# What Tag Words Do You Use?



## KindleKay (aka #1652) (Jan 20, 2009)

OK- so many people are using the note feature of Kindle to add a note to the title page or the first page of a book that has "tag" words in it. You can then do a search on Kindle for the tag word which will result in search results for what you are looking for. This is the closest thing to organization that Kindle has to date. (of course we are all anxiously awaiting the FOLDER update... but I digress)

Anyway, I have never used tags before and am struggling with what to use. I do "make" my own word so that the search does not yield results that an author would write. I do this by adding a q before the word. Below are the tags that I am using. Help me out: what words do you use regularly for tags?

***NOTE*: _K1 owners need to allow 24 hours to pass before attempting a search for tagged words._ K1's need the time to "index" the added words. It is my understanding that the K2 does not need a wait time and searches work right away.

My tag words so far:

qmystery
qromance
qbargain
qfreebie
qrecommended
qread
qunread
qsample
qvampire
qwerewolf
qevedallas
qsookie
qstephanieplum
qseries

What are your words and ideas?


----------



## Annalog (Dec 28, 2008)

I use tags for source, price, recommendation source, read/unread, subject and/or genre, and personal review scale with 10 high. I plan to add tags for position in series. I have not yet tagged all of my books. EDIT: You can probably tell from below that I use abbreviations.  EDIT: Updated to match latest list. I keep a list of the tags with my Kindle. I have stopped tagging for source, price, and personal review.

qtbr for To be read
qo for opened. I follow this with the date I started the book. When I finish the book then I replace with qrd.
qrd for read. I follow this with the date the book was started and finished.

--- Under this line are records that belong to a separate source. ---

PR #2777, opened 2022-11-09
Fix Tornado event_loop warning on Python 3.10 and later

### LINKED ISSUE #2772: Fix "DeprecationWarning: There is no current event loop" in test suite
Starting with Python 3.10, using `asyncio.get_event_loop()` in a synchronous context is [deprecated in favor of `asyncio.run`](https://bugs.python.org/issue39529) and will stop working eventually. This is why we get a warning when calling `tornado.ioloop.IOLoop.current()` in our test suite: it calls `asyncio.get_event_loop()` under the hood.

Tornado has always encouraged users to do what we do: setup the server synchronously, and then start it in a background thread. This was quite cool as we did not have to worry about async at all. To address the Python 3.10 deprecation, [Tornado 6.2](https://www.tornadoweb.org/en/stable/releases/v6.2.0.html) now reluctantly encourages calling `asyncio.run()` and doing the setup in async code. However, just making `run_tornado_app` async won't be enough in our case because our synchronous test code needs to know the port number of the server. And retrieving that value from the background thread is likely to be annoying.

What we can do instead is partially setup the server synchronously (and thus get the port number) and then finalize setup in async. It does require some synchronization but I now have a working proof-of-concept that passes even with `-Werror`:

```python3
import asyncio
import threading

import tornado.web

import urllib3


class MainHandler(tornado.web.RequestHandler):
    def get(self):
        self.write("Hello, world")


class TornadoServerThread(threading.Thread):
    def __init__(self):
        super().__init__()
        app = tornado.web.Application([(r"/", MainHandler)])

        self.server = tornado.httpserver.HTTPServer(app)
        self.sockets = tornado.netutil.bind_sockets(None, address="localhost")
        self.port = self.sockets[0].getsockname()[1]

        self.started = threading.Event()
        self.stopped = asyncio.Event()

    async def main(self):
        self._loop = asyncio.get_event_loop()
        self.server.add_sockets(self.sockets)
        self.started.set()
        await self.stopped.wait()

    def run(self):
        print("run")
        asyncio.run(self.main())

    def stop(self):
        print("stop")
        self._loop.call_soon_threadsafe(self.stopped.set)


t = TornadoServerThread()
t.start()
t.started.wait()
print(t.port)
print(urllib3.request("GET", f"http://localhost:{t.port}").data)
t.stop()
```

(I initially tried to use `IOLoop(make_current=False)` as suggested in https://github.com/tornadoweb/tornado/issues/3156 but did not manage to make it work without warnings.)

This issue is about taking this proof-of-concept (or coming with a better one) and use it in urllib3's test suite. We should then verify that running with Python 3.10 and Tornado 6.2 does not raise any deprecation warning.

graingert:
Fixes #2772

### DIFF
--- a/dummyserver/server.py
+++ b/dummyserver/server.py
@@ -4,6 +4,11 @@
 Dummy server used for unit testing.
 """
 
+from __future__ import annotations
+
+import asyncio
+import concurrent.futures
+import contextlib
 import logging
 import os
 import socket
@@ -11,8 +16,9 @@ import ssl
 import sys
 import threading
 import warnings
+from collections.abc import Coroutine, Generator
 from datetime import datetime
-from typing import Any, Callable, Dict, Optional, Tuple, Union
+from typing import TYPE_CHECKING, Any, Callable, TypeVar
 
 import tornado.httpserver
 import tornado.ioloop
@@ -25,10 +31,15 @@ from cryptography.hazmat.primitives import serialization
 from urllib3.exceptions import HTTPWarning
 from urllib3.util import ALPN_PROTOCOLS, resolve_cert_reqs, resolve_ssl_version
 
+if TYPE_CHECKING:
+    from typing_extensions import ParamSpec
+
+    P = ParamSpec("P")
+
 log = logging.getLogger(__name__)
 
 CERTS_PATH = os.path.join(os.path.dirname(__file__), "certs")
-DEFAULT_CERTS: Dict[str, Any] = {
+DEFAULT_CERTS: dict[str, Any] = {
     "certfile": os.path.join(CERTS_PATH, "server.crt"),
     "keyfile": os.path.join(CERTS_PATH, "server.key"),
     "cert_reqs": ssl.CERT_OPTIONAL,
@@ -106,7 +117,7 @@ class SocketServerThread(threading.Thread):
         self,
         socket_handler: Callable[[socket.socket], None],
         host: str = "localhost",
-        ready_event: Optional[threading.Event] = None,
+        ready_event: threading.Event | None = None,
     ) -> None:
         super().__init__()
         self.daemon = True
@@ -144,7 +155,7 @@ def ssl_options_to_context(  # type: ignore[no-untyped-def]
     certfile=None,
     server_side=None,
     cert_reqs=None,
-    ssl_version: Optional[Union[str, int]] = None,
+    ssl_version: str | int | None = None,
     ca_certs=None,
     do_handshake_on_connect=None,
     suppress_ragged_eofs=None,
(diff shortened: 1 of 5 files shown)


dummyserver/server.py
```diff
@@ -232,3 +219,77 @@ def encrypt_key_pem(private_key_pem: trustme.Blob, password: bytes) -> trustme.B
...
+
+        print(f"Listening on http://{host}:{port}")
+        await asyncio.Event().wait()
+        return 0
+
+    return asyncio.run(amain())
+
+
+if __name__ == "__main__":
+    sys.exit(main())
```
graingert, line 295: using `sys.exit(main())` is idiomatic and means the code gets type checked

dummyserver/testcase.py
```diff
@@ -160,21 +161,25 @@ class HTTPDummyServerTestCase:
...
     @classmethod
     def _start_server(cls) -> None:
-        cls.io_loop = ioloop.IOLoop.current()
-        app = web.Application([(r".*", TestingApp)])
-        cls.server, cls.port = run_tornado_app(
-            app, cls.io_loop, cls.certs, cls.scheme, cls.host
-        )
-        cls.server_thread = run_loop_in_thread(cls.io_loop)
+        with contextlib.ExitStack() as stack:
+            io_loop = stack.enter_context(run_loop_in_thread())
```
graingert, line 169: ExitStack is used so we can use `with ` for the `run_loop_in_thread()` context manager and close it if anything fails during setup then `cls._stack = stack.pop_all()` is used to close the context manager later

pquentin: So if we had a pytest fixture here instead of setup_class/teardown_class, could we use `run_loop_in_thread` as a normal context manager? If yes, can we please do that?

graingert: yes, can I leave that for another PR?

pquentin (changes requested):
Thanks. OK for removing ExitStack in another pull request and for leaving `from __future__ import annotations`. Can you please:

*Genres**Types**Subjects**Series*qsfqnonficqscienceqser for series followed by series tag and numberqfantasyqficqcookqdisc for Discworldqhistfqclassicqkindle, qk2, qkdxqalice for Alice in Wonderlandqhistqspeechqchickenqoz for Wizard of Ozqmysteryqshortqcatqalterra for Alterraqromanceqbio, qautobioqanimalqmythqhumorqgarden*Misc*qsuspenseqcollectionqreligionqnotesqalthistqyaqpresidentqillus for illustratedqvampqchildrenqUSAqgbww for Great Books of the Western WorldqadultqChinaqdownload for downloading books from feedbooks, etc.qessayqwriterqkb for aquired due to Kindle Boards recommendationqpers for items I have createdqlargeprint (because I could never remember which book was formatted for large print when I wanted to show the difference in fonts)

Items have one or more tags as make sense to me.

Anna


----------



## Steph H (Oct 28, 2008)

I keep a spreadsheet with all my books, which have my own user-defined categories that roughly follow their Amazon categories (sometimes I think a book is a category different than they do and I also combine similar categories). So I use short versions of those categories on my tags:

Adventure/thriller = qadv
Autobiography = qautobio
Biography = qbio
Fantasy/scifi = qsff
Fiction = qfic
Humor = qhumor
Mystery/suspense = qmys
Non fiction = qnonfic
Romance = qrom
Urban/paranormal = qpara

I don't bother between read/unread, and my samples are on a different Kindle so I don't tag those. Doesn't matter to me on Kindle whether it was free or not; I track that on my spreadsheet.  For series, I put either a main character name or the series name (usually what's on Fantastic Fiction) and -01, -02, etc., all as one word, for instance:

qstephanieplum-01

You can get to the dash from the sym button on K1, not sure if it's the same on K2.

So far, I actually have found myself rarely using the tag/search system since I started tagging everything, so I'm trying to keep things simple and easy rather than putting a gazillion tags on everything.  But that's just me.


----------



## KindleKay (aka #1652) (Jan 20, 2009)

OOOOO, I love the idea of the series with the "-#"!!!  I have been reading the "in death" series and have been trying to come with a search that included the # of the series.  I am going to go add that!  Thank you!!

qevedallas-01

or 

qindeath-01

Why didn't I think of that?


----------



## Annalog (Dec 28, 2008)

I really like the idea about the series number. Yes, the dash is available the same way on the K2 (and according to the manual, the KDX as well). 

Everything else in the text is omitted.